ARGUMENTOS PARA A PAVIMENTAÇÃO
O problema principal da BR 319 é que não existem justificativas econômicas para sua reativação. O EIA-RIMA demonstra a seguinte argumentação:
"No âmbito econômico, a rodovia tem como objetivo ser uma opção de escoamento da produção industrial de Manaus para o centro-sul país, fornecendo uma opção de modal, principalmente para produtos de alto valor agregado, que perdem competitividade pelo tempo de chegada ao mercado consumidor. Também promoverá o escoamento da produção agro-extrativista local tanto dos municípios produtores do interior em direção as capitais, quanto entre os municípios produtores. Este processo poderá constituir importante fator estimulador da economia dos municípios do interflúvio Purus-Madeira." (RIMA:7).
O argumento social para a pavimentação, apresentado no RIMA, também é inconsistente: "No âmbito social, a rodovia será de fundamental importância na promoção de maior acesso da população residente na área do interflúvio Purus-Madeira, grande parte assentada como parte do projeto original de construção da rodovia, a serviços básicos de saúde e educação, pois estes serviços se concentram em Manaus e Porto Velho" (RIMA:7).
A justificativa geopolítica para a pavimentação da estrada está baseada em dois argumentos: um, a conexão com a controversa Iniciativa para Infra-estrutura da América do Sul – IIRSA que prevê a integração da América Latina por meio de obras de infra-estrutura; de acordo com o RIMA, a BR 319 será um eixo de integração rodoviária do norte ao sul da América do Sul.
O outro argumento ressuscita as tradicionais ameaças de internacionalização da Amazônia alertando para os riscos de "uma certa intervenção internacional através de organizações governamentais e até mesmo governos" utilizando como exemplo a Iniciativa para Conservação da Bacia Amazônica lançada em 2006.
AVALIAÇÃO DE IMPACTOS
Negativos
- Perturbações ao patrimônio arqueológico.
- Enfraquecimento e vulnerabilidade de ordem social.
- Despovoamento de terras indígenas.
- Conflitos entre populações locais e migrantes.- Acidentes decorrentes da circulação rodoviária.
- Ocupação desordenada nas áreas do entorno.
- Incidência dos casos de doenças de veiculação hídrica.
- Alteração da estrutura fundiária.
- Incidência dos casos de dengue, leishmaniose tegumentar, malária e febre amarela.
Positivos
- Alteração na mobilidade espacial.
- Alteração nas demandas por bens e serviços públicos.

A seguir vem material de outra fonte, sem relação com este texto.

PR #3712, opened 2019-01-20
Implement and document a shuffle filter operator.

mklauber:
A shuffle operator randomizes the order of tiddlers in the input list.  It can also be used with the `first[]` operator to select a random subset of the input list.

### DIFF
--- a/core/modules/filters/shuffle.js
+++ b/core/modules/filters/shuffle.js
@@ -50,15 +50,14 @@ A filter operator to randomize the order of the list passed to it.
     };
 
     exports.shuffle = function(source, operator, options) {
-      var results = prepare_results(source);
-      if (operator['operand'] == "") {
-        if (options.wiki.tiddlerExists("$:/temp/seed") {
-          var tiddler = options.getTiddler("$:/temp/seed")
-          shuffle(results, tiddler.getFieldString("startup"));
-         }
-      } else {
-        shuffle(results, hash(operator['operand']));
-      }
-      return results;
+       var results = prepare_results(source);
+       if (operator['operand'] !== "") {
+         shuffle(results, hash(operator['operand']));
+       } else if (options.wiki.tiddlerExists("$:/temp/seed")) {
+         shuffle(results, options.wiki.getTiddler("$:/temp/seed").getFieldString("startup"));
+       } else {
+         shuffle(results, "");
+       }
+       return results;
     }
 })();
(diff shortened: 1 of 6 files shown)


mklauber:
Understood.  The desired behavior should be default the same shuffle every time?  `[enlist[1 2 3 4 5]shuffle[]]` always returns `4 2 3 5 1` for example?  I can default to a hard coded seed.  

What do you think of having a hard coded value `[shuffle[randomize]]` that produces a different output each time.  I can think of some use cases where you may want that to be the case.  That way you're explicit about wanting the performance intensive behavior?  

Unless there's a decent way to generate and pass a random value to the filter?  I've been using a button setting the state tiddler to `<now "YYYY0MM0DD0hh0mm0ssXXX">` which is roughly equivalent to a new random seed every time the button is pressed, but I can't pass that directly as a filter parameter.

Jermolene:
Hi @mklauber apologies for the delayed response.

> Understood.  The desired behavior should be default the same shuffle every time?  `[enlist[1 2 3 4 5]shuffle[]]` always returns `4 2 3 5 1` for example?  I can default to a hard coded seed.  

Yes, that's right. Every time a filter is run against a given set of tiddlers in the store, the result should be identical.

> What do you think of having a hard coded value `[shuffle[randomize]]` that produces a different output each time.  I can think of some use cases where you may want that to be the case.  That way you're explicit about wanting the performance intensive behavior?  

I think that should be plugin territory.

> Unless there's a decent way to generate and pass a random value to the filter?  I've been using a button setting the state tiddler to `<now "YYYY0MM0DD0hh0mm0ssXXX">` which is roughly equivalent to a new random seed every time the button is pressed, but I can't pass that directly as a filter parameter.

No, and the filter can't directly alter the tiddler store. So I fear that all we can offer is a hash function...

mklauber:
I've updated this to always be deterministic.  I've created a file core/modules/startup/seedrandom.tid that uses $:/tags/startupAction to set a seed based on the time at startup.

Jermolene:
Thanks @mklauber. I'll give some detailed comments when I have more time, but a couple of top level thoughts:

* I'd prefer to avoid bringing in another external library if not strictly necessary. I think the existing Stanford JavaScript Library already has methods for generating randomness which we should reuse if we can
* Rather than a startup actions tiddler to initialise the seed, I think it is more robust to have a startup module do so. If it's just a line or two we could put it in one of the existing miscellaneous startup modules

PR #3994, opened 2019-06-17
Add untrunc operator, the mirror of trunc

### LINKED ISSUE #3983: Maybe add a "round away from zero" operator?
Currently the v5.1.20 preview includes the following rounding operators:

`round` - Rounds to the nearest integer, with .5 values rounding towards positive infinity: 1.2 → 1, 1.5 → 2, 1.8 → 2, -1.2 → -1, -1.5 → -1 (this might surprise some people), -1.8 → -2
`ceil` - Rounds towards positive infinity: 1.2 → 2, -1.2 → -1
`floor` - Rounds towards negative infinity: 1.2 → 1, -1.2 → -2
`trunc` - Rounds towards zero: 1.2 → 1, -1.2 → -1

There is, however, no operator that rounds *away from* zero (1.2 -> 2, -1.2 -> -2). That's partly because the rounding operators are based on what Javascript provides, and Javascript does not provide a "round away from zero" operator. If your filter input is a single number, you can make do without writing any Javascript by combining `abs`, `ceil`, `sign`, and `multiply`: store the sign of your number in a variable, then do `[=num +[abs[]] +[ceil[]] +[multiply<signOfNum>]]`. But if your input is a list of numbers, and you really want to round them all *away* from zero there's no simple workaround and you'll have to write a Javascript filter yourself.

It would be trivial to implement a filter providing Javascript's missing operator. Simply add this snippet to `core/modules/filters/math.js`:

```javascript

exports.whatShouldThisBeCalled = makeNumericBinaryOperator(
	function(a) {return Math.ceil(Math.abs(a)) * Math.sign(a);}
);
```

The tricky part, however, is coming up with a good name. `roundAwayFromZero` or `untrunc` are the best I could come up with. There doesn't seem to be a standard name for this operation that I could find; indeed, the IEEE 754 standard (the one that defines how computer languages should handle floating-point numbers) only requires languages to provide a `ceil`, `floor`, `trunc`, and round-to-nearest operation, and it doesn't require the opposite of `trunc` (always round away from zero). This suggests that it's not often needed and this may not actually be a feature that people desire.

Therefore, I have two questions for anyone who reads this feature request:

1. Would a round-away-from-zero operator be useful to you? Why?
1. What would you prefer for it to be called? Any clever ideas for naming this operator?

rmunn:
Fixes #3983.

### DIFF
--- a/core/modules/filters/math.js
+++ b/core/modules/filters/math.js
@@ -43,6 +43,10 @@ exports.trunc = makeNumericBinaryOperator(
 	function(a) {return Math.trunc(a)}
 );
 
+exports.untrunc = makeNumericBinaryOperator(
+	function(a) {return Math.ceil(Math.abs(a)) * Math.sign(a)}
+);
+
 exports.sign = makeNumericBinaryOperator(
 	function(a) {return Math.sign(a)}
 );
--- a/editions/prerelease/tiddlers/Release 5.1.20.tid
+++ b/editions/prerelease/tiddlers/Release 5.1.20.tid
@@ -9,7 +9,7 @@ type: text/vnd.tiddlywiki
 
 !! Major Improvements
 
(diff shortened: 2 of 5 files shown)


Jermolene:
Great, thanks @rmunn

PR #3996, opened 2019-06-18
Update CheckBox.tid

twMat:


Jermolene:
Thanks @twMat

twMat:
@Jermolene - Forgive me, this PR was an error. Please revoke.

However, the example, as found at very bottom in  https://tiddlywiki.com/prerelease/#CheckboxWidget  does not work correctly. The added tags are faulty.

Jermolene:
Hi @twMat yes indeed -- @Marxsal I think this was your example from #2673, can you recollect what it is supposed to be doing? Many thanks.

Marxsal:
It takes the tags from "Features" and "Encryption" and applies them to the current (CheckBoxWidget) tiddler.
Mat's fix will make things slightly more broken, I think. The fix is to roll back his change and then take out the part inside the triple quoted string:

 `<$action-sendmessage $message="tm-add-tag" $param=<<tag>> />
`

After 2.5 years, I have no idea why this 2nd clause is in there, nor how it escaped testing. Apologies :$

Jermolene:
Thanks @Marxsal. I'm actually inclined to remove the example entirely since it doesn't really demonstrate the checkbox widget and is overly complex.

twMat:
>Thanks @Marxsal. I'm actually inclined to remove the example entirely since it doesn't really demonstrate the checkbox widget and is overly complex.

But the actions (and uncheckactions) attributes are really important and they are by necessity more complex than the the other attributes. An example is absolutely needed IMO. However, maybe it is possible to externalize the argument into a macro, to make the example clearer?

Jermolene:
> But the actions (and uncheckactions) attributes are really important and they are by necessity more complex than the the other attributes. An example is absolutely needed IMO. However, maybe it is possible to externalize the argument into a macro, to make the example clearer?

I couldn't come up with a good example in reasonable time. I don't consider it a particularly useful feature: we already have adequate bindings between the checkbox and the tiddler store, and I struggle to see scenarios where the action string attribute is useful.

twMat:
> I don't consider it a particularly useful feature: we already have adequate bindings between the checkbox and the tiddler store, and I struggle to see scenarios where the action string attribute is useful.

Are you implying one should use other means, presumably then the ButtonWidget, instead of the checkbox when further actions are needed? And then even a second button for uncheckactions....?

Marxsal:
Currently you can use "tag" and "untagged" to flip the presence of a tag in a tiddler. A plausible real-life example where the actions attribute is needed is when you want there to also be an "untagged" Tag that is added when unchecked and taken away when checked.

twMat:
>A plausible real-life example

If we need real-life examples I refer to the [fields2table macro](http://fields2table.tiddlyspot.com/) that I released just the other day. The table "edit toggle" is a styled checkbox that performs multiple actions on both check and uncheck.  The option would be two buttons and two reveal widgets.

Jermolene:
Thanks @Marxsal @twMat that's helpful.

> Currently you can use "tag" and "untagged" to flip the presence of a tag in a tiddler. A plausible real-life example where the actions attribute is needed is when you want there to also be an "untagged" Tag that is added when unchecked and taken away when checked.

In that situation one would try to avoid using the "untagged" tag and instead dynamically read the untagged tiddlers with the `untagged` operator. Part of the problem is that it wouldn't be a two way binding: at present changing the tags/fields on a tiddler automatically changes any checkbox widgets bound to that tiddler. But removing the "untagged" tag wouldn't affect the checkbox display.

> The table "edit toggle" is a styled checkbox that performs multiple actions on both check and uncheck. The option would be two buttons and two reveal widgets.

It's great that it's been convenient, but I don't think that that would be concise enough for the sort of example we want here.

PR #4004, opened 2019-06-20
Example changed to use $param as well

AnthonyMuscio:


Jermolene:
Hi @AnthonyMuscio the button widget attribute is called `param`, not `$param`; that's the action-sendmessage widget.

Issue #3842, opened 2019-03-09
DOCS: tm-modal missing attributes


00SS:
The tiddler: [WidgetMessage: tm-modal](https://tiddlywiki.com/#WidgetMessage%3A%20tm-modal)

I think the first attribute's name should be `$param` and not `param`

Also, I believe there should be mention that in the modal tiddler
- the text in the `subtitle` field will be displayed as the **title** of the modal
  - defaults to no title displayed
- the text in the `footer` field displayed as a right aligned **footer** of the modal
  - defaults to `<$button message="tm-close-tiddler">Close</$button>`

If it can be confirmed that the above is correct, I will attempt to modify [the tiddler](https://github.com/Jermolene/TiddlyWiki5/edit/tiddlywiki-com/editions/tw5.com/tiddlers/messages/WidgetMessage_%20tm-modal.tid) accordingly.

Thanks.

On another note, which deserves its own issue, is that since the `footer` field can be used to display a custom close button, if broken code is used there, there is NO WAY to close the modal. Or is there? `Esc` does not work.

Jermolene:
Hi @00SS there's an underlying issue: all of the widget message documentation was originally written for JS developers. We should rewrite them all consistently. The complication we have to get over with $param vs. param is that both are used e.g. the button widget uses param and the action-sendmessage widget uses $param.

00SS:
Ahhh - I had to read what you wrote a few times before it sunk in. Now it makes sense!

It's almost like we need to write:


~~Name~~ Attribute | Description
-- | --
<br>$param<br>param| Title of the tiddler to be displayed<br>_when used in an ActionWidget_<br>_when used in the $button widget_<br>
paramObject | Hashmap of variables to be provided to the modal
rootwindow |  **yes** or **true** will always display a modal in the wiki-root-window

Please note I changed **Name** to **Attribute** - is this correct?

Would this kind of explanation and display suffice?

I will also at some point (when I understand the concept clearly) make a tiddler to explain what a **Hashmap** means in these types of cases.

PR #4005, opened 2019-06-20
Creation from a template only works if $param is used not param

AnthonyMuscio:
Should paramObject and navigateFromTitle need $


Jermolene:
Hi @AnthonyMuscio there's a bigger underlying issue here: the docs for widget messages is written for JS developers; we should update all of them consistently. But in any case, there's a subtlety because it's `param=x` with (for example0 the button widget, but `$param=x` for the action-sendmessage widget.

(There's some more discussion about this [here](https://github.com/Jermolene/TiddlyWiki5/issues/3842#issuecomment-471175965))

pmario:
Close. Docs change is wrong

PR #4006, opened 2019-06-20
Fix sentencecase operator, add titlecase operator

### LINKED ISSUE #4003: sentencecase behavior is unexpected
The new `sentencecase` operator doesn't produce the results I would expect. Consider the title list "abc [[ten reasons to switch to TiddlyWiki]] Example", containing three titles.

### What I'd expect

I'd expect `sentencecase` to produce a title list consisting of "Abc [[Ten reasons to switch to TiddlyWiki]] Example", where only the *first* word in each title is converted to uppercase and, crucially, the rest of the letters are left alone.

### Current behavior

What `sentencecase` currently produces is "Abc [[Ten Reasons To Switch To Tiddlywiki]] Example". Each word of the multi-word title has been capitalized, and the name TiddlyWiki has become Tiddlywiki. This is more like what I'd expect from an operator called `titlecase`.

### Notes

Why do I say that it's crucial for the rest of the letters to be left alone? Because converting them all to lowercase before capitalizing each one risks converting "TiddlyWiki" to "Tiddlywiki", which may not be the desired result. If `titlecase` (as I'd suggest renaming the `sentencecase` operator to) is made to not touch the rest of the letters, then this has two benefits:

* Scenarios where the user doesn't want "TiddlyWiki" to get a lowercase "W" become possible.
* Scenarios where the user **does** want "TiddlyWiki" to get a lowercase "W" are still possible, by chaining multiple filters together like `lowercase[]titlecase[]`.

So I'd suggest renaming the current implementation of `sentencecase` to `titlecase` (AND editing it to remove the `.toLowerCase()` call in there — the user can do that if they want it, but it won't always be desirable), and creating a new `sentencecase` operator that touches only the first letter of each title, rather than the first letter of each word.

The `titlecase` and `sentencecase` documentation would also need a sentence or two to mention that they *don't* change the case of any other letters, and they should be combined with a `lowercase` filter if the desired result is to change "aBcDeF" into "Abcdef".

rmunn:
This would fix #4003 by changing the `sentencecase` operator to work how I (and others, judging from the upvotes on that issue) would expect it to work. I've also added a `titlecase` operator that capitalizes the first letter of every word in each title (the way `sentencecase` was implemented before this PR) because that's also a very useful operation in some cases.

### DIFF
--- a/core/modules/filters/strings.js
+++ b/core/modules/filters/strings.js
@@ -30,6 +30,10 @@ exports.sentencecase = makeStringBinaryOperator(
 	function(a) {return [$tw.utils.toSentenceCase(a)];}
 );
 
+exports.titlecase = makeStringBinaryOperator(
+	function(a) {return [$tw.utils.toTitleCase(a)];}
+);
+
 exports.trim = makeStringBinaryOperator(
 	function(a) {return [$tw.utils.trim(a)];}
 );
--- a/core/modules/utils/utils.js
+++ b/core/modules/utils/utils.js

- Aumento dos rendimentos, na oferta de postos de trabalho e nas arrecadações públicas.
- Facilitação do escoamento da produção.
- Potencialização do turismo local e oportunidade de acesso a cultura e lazer.
- Fortalecimento de associações e cooperativas.

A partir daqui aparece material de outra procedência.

PR #4009, opened 2019-06-21
Update Configuring startup tiddlers.tid

twMat:


ght (approved):
Nice addition

Jermolene:
Thanks @twMat and thanks for the nudge @ght

PR #4010, opened 2019-06-22
Fix examples for sentencecase and titlecase

### LINKED ISSUE #4008: sentencecase examples are wrong
The `sentencecase` examples are using `titlecase`, and the `titlecase Operator (Examples)` tiddler is missing. I'm sure I wrote it, so I probably just missed adding it in my PR. Can't fix it right now as I'm about to head to the airport, but I can fix that this evening.

rmunn:
This will fix #4008. The example tiddlers for titlecase and sentencecase both had the title "sentencecase Operator (Example)", so the wiki was confused and was linking to the wrong one. While I was in there, I fixed their tags as well.

### DIFF
--- a/editions/tw5.com/tiddlers/filters/examples/sentencecase Operator (Examples).tid
+++ b/editions/tw5.com/tiddlers/filters/examples/sentencecase Operator (Examples).tid
@@ -1,6 +1,6 @@
 created: 20190619110741485
 modified: 20190620140353983
-tags: [[uppercase Operator]] [[Operator Examples]]
+tags: [[sentencecase Operator]] [[Operator Examples]]
 title: sentencecase Operator (Examples)
 type: text/vnd.tiddlywiki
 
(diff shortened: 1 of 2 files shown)


AnthonyMuscio:
There is still something wrong. "Tiddler sentencecase Operator (Examples)" needs to be renamed titlecase Operator (Examples) and retagged

And a new Tiddler "sentencecase Operator (Examples)" containing sentence case examples only.

I would do this if I had resolved how to in GitHub/Pre-release

Regards
Tony

rmunn:
@AnthonyMuscio The suggestions you make are already in this pull request. Are you saying "there is still something wrong" based on the current state of https://tiddlywiki.com/prerelease/? Because these fixes haven't been applied to that page yet. Or is there still something wrong even after this PR has been applied? I tested it locally and it seemed to work when I applied this fix on my computer, but if you're still seeing issues even after applying this PR locally, then I probably missed something.

AnthonyMuscio:
RMunn

I am not sure if the faults remain or you addressed them.

I will keep a watching brief and once the changes are applied advise. 

Regards
Tony

Jermolene:
Thanks @rmunn looks good to me.

AnthonyMuscio:
Yes, My observed faults were fixed

All that remains is to also add to **see also titlecase,** in uppercase and lower case operators

PR #4025, opened 2019-06-28
add shortcut to focus sidebar search

BurningTreeC:
ctrl-shift-F (but configurable) sets the focus to the sidebar search input field

it does so by adding and removing a tag `$:/tags/RefreshTag` to the corresponding SidebarSegment which is the simplest solution


Jermolene:
Thanks @BurningTreeC this is cunning stuff! However I wonder if we might not do better with a new widget message `tm-focus-selector` which would take a CSS selector and then attempt to set the focus to the first element identified by the selector.

BurningTreeC:
Hi @Jermolene, your idea sounds much better but I have no idea how to make it happen

Issue #4023, opened 2019-06-28
th-renaming-tiddler - double use - with different return values


pmario:
Hi, 

The following line expects a "tiddler object" as a return value: https://github.com/Jermolene/TiddlyWiki5/blob/274dffe75053b165b4498c42fc70f1fa9488cedf/core/modules/wiki-bulkops.js#L26

The following line expects an "event" as a return value.: https://github.com/Jermolene/TiddlyWiki5/blob/274dffe75053b165b4498c42fc70f1fa9488cedf/core/modules/widgets/navigator.js#L601

IMO **That's a big problem**. ... 

The `tm-rename-tiddler` message isn't documented, so the only affected plugin should be the "multi-user" plugin. ... **PR that introduced the "event" hooks**: https://github.com/Jermolene/TiddlyWiki5/pull/3206

pmario:
My proposal is to rename the "event-hooks"

pmario:
Can you see the problem. 

![th-renaming-tiddler](https://user-images.githubusercontent.com/374655/60330677-434ef100-9993-11e9-86c3-9c18b08bd212.gif)

The same hook is invoked 2 times with different expectations.

Jermolene:
Hi @pmario well spotted!

The original `tm-renaming-tiddler` hook was implemented in 2397f0aa6f7af305807b61ccb1d435c2e6a789ab, and the newer one in #3206. I note that #3206 lacks documentation while there is complete docs in 2397f0aa6f7af305807b61ccb1d435c2e6a789ab (see https://tiddlywiki.com/dev); if documentation had been produced it maybe would have been more likely to have been spotted.

I'd rather fix #3206 to match the existing documentation.

pmario:
>I'd rather fix #3206 to match the existing documentation.

But @inmysocks did create the PR for a special purpose, which expects an event and returns an event. ... So imo it may need a new and different hook-name.

pmario:
We'll see, what Jed says.

Jermolene:
Hi @pmario when we have two things that clash like this the one that "wins" is the one that has docs and/or is first. #3206 should have been done in a backwards compatible manner, and we'll just have to fix that now.

inmysocks:
I am pretty certain that I removed the dependency on the hook from the plugin so there isn't a reason to keep the behaviour, if not I will just update the plugin. I can make a pull request to fix the behaviour in two or three days if no one else gets it first.

pmario:
[...]

PR #4037, opened 2019-06-30
Fix th-renaming-tiddler (see #4023)

inmysocks:
This removes the th-renaming-tiddler hook added in #3206 in favour of the version added in 2397f0a.

As discussed in #4023 the th-renaming-tiddler hook usage is inconsistent.
The invocation added in #3206 is redundant because it is called in the renameTiddler function.

### DIFF
--- a/core/modules/widgets/navigator.js
+++ b/core/modules/widgets/navigator.js
@@ -601,9 +601,7 @@ NavigatorWidget.prototype.handleRenameTiddlerEvent = function(event) {
 	var paramObject = event.paramObject || {},
 		from = paramObject.from || event.tiddlerTitle,
 		to = paramObject.to;
-	var oldTiddler = this.getTiddler(from),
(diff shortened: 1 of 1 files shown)


pmario:
There are several of them, which may cause problems. see: https://github.com/Jermolene/TiddlyWiki5/pull/3206/files

pmario:
for me the problem is the difference in the return values. all the `th-xxx` hooks return a new tiddler object. in #3206 event objects are returned. ... That's why my suggestion was to rename them

inmysocks:
I don't know what the problem is with those ones. Do you want them to all just take tiddler names instead of events?

To my knowledge there are no conflicts with the usage of those hooks.

inmysocks:
I was copying the `th-navigating` hook which takes an event and returns an event the same way. The reason that I used the event instead of the tiddler object is that you lose flexibility in some of the hooks if you only give the tiddler object or title.

Jermolene:
Thanks @inmysocks @pmario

- Diminuição da evasão escolar, facilidade no acesso ao ensino médio, superior e capacitação profissional.
- Conhecimento da região.
- Ampliação e eficiência de alternativas rodoviárias.
- Aumento da governança e da integração regional.

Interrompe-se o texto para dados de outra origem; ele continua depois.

PR #4044, opened 2019-07-02
fix github readme links formatting at the bottom

BurningTreeC:


BurningTreeC:
... because firefox renders those links differently

Jermolene:
Hi @BurningTreeC the readme file in the root of this repo is actually built from other tiddlers by this script:

https://github.com/Jermolene/build.jermolene.github.io/blob/master/readme-bld.sh

See also this build definition:

https://github.com/Jermolene/TiddlyWiki5/blob/master/editions/tw5.com/tiddlywiki.info#L40-L44

BurningTreeC:
@Jermolene, I was expecting something like this... I don't know where to look for this quirk

Jermolene:
If the problem is that Firefox doesn't like the newlines within those anchor tags, then I think we can fix it by adding a `\whitespace trim` to the `<<list-links>>` macro. I'll have a look.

- Recuperação de passivos ambientais criados pela abertura da estrada.
Por fim, no que se refere aos cenários, foram dispostas quatro possibilidades: reconstrução da estrada "sem governança", com "baixa governança", com "forte governança" e "o mesmo de sempre". Toda a segurança de que os impactos da estrada serão controlados depende exclusivamente da forte presença do Estado na área. Não há nenhum outro elemento institucional, social ou político que possa desempenhar esse papel. Ora se é o Estado o promotor da obra e dos impactos, como confiar somente nele para que ações de controle aconteçam?
Não há, portanto, a menor confiabilidade de que o processo na BR 319 será diferente de todas as outras obras de infra-estrutura já implantadas na Amazônia. Pior que isso, quando se trata de analisar o cenário chamado de "o mesmo de sempre" a opção é a manutenção da tendência histórica sem a implantação de uma nova via de acesso entre Manaus e Porto Velho, o que significa, "a aceleração da ocupação desorganizada e predatória".